** Records for processing follows **

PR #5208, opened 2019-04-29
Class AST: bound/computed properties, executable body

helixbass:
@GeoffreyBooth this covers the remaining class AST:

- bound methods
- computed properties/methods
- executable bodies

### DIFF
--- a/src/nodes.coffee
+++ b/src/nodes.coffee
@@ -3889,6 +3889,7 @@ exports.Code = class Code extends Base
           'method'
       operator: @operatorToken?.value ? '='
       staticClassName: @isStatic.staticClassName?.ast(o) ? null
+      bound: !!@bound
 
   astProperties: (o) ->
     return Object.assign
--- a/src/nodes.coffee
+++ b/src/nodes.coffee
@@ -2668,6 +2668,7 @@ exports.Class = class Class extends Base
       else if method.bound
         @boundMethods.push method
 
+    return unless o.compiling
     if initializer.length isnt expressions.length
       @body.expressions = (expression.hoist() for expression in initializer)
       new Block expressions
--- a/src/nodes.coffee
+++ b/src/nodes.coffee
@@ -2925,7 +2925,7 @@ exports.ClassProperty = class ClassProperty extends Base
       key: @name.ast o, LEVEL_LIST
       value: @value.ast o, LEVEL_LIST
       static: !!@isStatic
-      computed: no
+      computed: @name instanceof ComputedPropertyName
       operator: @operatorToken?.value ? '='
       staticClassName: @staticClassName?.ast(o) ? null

** End of Records for processing **
** Records for processing follows **

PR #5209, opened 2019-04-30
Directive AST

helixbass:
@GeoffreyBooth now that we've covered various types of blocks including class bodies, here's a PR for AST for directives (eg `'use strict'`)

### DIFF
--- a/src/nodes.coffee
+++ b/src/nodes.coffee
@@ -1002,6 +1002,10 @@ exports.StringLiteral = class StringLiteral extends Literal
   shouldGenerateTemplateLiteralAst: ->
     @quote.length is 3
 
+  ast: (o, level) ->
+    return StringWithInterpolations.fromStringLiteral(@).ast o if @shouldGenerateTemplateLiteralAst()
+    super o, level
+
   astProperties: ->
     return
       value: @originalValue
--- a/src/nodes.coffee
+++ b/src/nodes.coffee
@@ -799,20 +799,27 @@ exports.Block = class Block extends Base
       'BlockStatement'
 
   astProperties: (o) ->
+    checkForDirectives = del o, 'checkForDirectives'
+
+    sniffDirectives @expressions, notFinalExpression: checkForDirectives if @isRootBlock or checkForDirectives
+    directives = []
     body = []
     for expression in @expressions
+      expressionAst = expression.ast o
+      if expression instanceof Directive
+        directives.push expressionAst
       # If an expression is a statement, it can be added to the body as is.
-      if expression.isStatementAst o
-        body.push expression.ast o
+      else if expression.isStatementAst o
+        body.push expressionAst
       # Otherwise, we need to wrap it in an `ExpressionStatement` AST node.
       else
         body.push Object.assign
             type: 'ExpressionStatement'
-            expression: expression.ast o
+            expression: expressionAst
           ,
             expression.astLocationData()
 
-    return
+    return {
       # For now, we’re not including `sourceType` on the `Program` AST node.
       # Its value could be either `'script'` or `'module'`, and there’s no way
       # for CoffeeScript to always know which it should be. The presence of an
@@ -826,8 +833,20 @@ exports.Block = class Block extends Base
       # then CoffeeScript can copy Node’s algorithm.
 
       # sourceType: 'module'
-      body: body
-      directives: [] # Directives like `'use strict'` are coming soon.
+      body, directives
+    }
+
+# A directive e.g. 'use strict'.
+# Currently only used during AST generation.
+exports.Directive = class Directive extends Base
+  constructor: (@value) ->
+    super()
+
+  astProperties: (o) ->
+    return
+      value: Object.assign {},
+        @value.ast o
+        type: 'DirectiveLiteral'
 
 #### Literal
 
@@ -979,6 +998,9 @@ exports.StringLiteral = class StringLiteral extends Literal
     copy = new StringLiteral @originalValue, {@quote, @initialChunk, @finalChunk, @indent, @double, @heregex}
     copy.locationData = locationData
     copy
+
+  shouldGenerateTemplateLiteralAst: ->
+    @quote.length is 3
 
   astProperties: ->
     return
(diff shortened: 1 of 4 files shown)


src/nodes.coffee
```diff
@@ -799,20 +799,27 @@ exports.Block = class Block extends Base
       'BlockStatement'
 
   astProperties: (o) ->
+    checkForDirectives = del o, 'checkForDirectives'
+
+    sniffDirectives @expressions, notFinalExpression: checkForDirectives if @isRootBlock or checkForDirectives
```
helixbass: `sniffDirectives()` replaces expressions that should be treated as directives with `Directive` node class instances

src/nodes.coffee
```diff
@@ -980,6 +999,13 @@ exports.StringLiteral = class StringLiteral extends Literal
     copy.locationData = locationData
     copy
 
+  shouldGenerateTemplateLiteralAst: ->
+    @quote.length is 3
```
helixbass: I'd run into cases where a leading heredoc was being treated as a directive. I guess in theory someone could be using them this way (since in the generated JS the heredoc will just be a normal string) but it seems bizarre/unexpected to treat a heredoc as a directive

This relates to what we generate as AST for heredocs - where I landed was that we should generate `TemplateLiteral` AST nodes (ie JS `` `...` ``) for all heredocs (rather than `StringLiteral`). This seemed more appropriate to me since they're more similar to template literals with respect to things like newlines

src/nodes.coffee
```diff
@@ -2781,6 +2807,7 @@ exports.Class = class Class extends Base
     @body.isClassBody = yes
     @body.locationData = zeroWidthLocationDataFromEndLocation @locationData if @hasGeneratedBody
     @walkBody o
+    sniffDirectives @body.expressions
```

** End of Records for processing **

[What to work on]:
Search the entries for the word "ExpressionStatement" and gather every line where it appears.

[Result below]:
       # Otherwise, we need to wrap it in an `ExpressionStatement` AST node.
             type: 'ExpressionStatement'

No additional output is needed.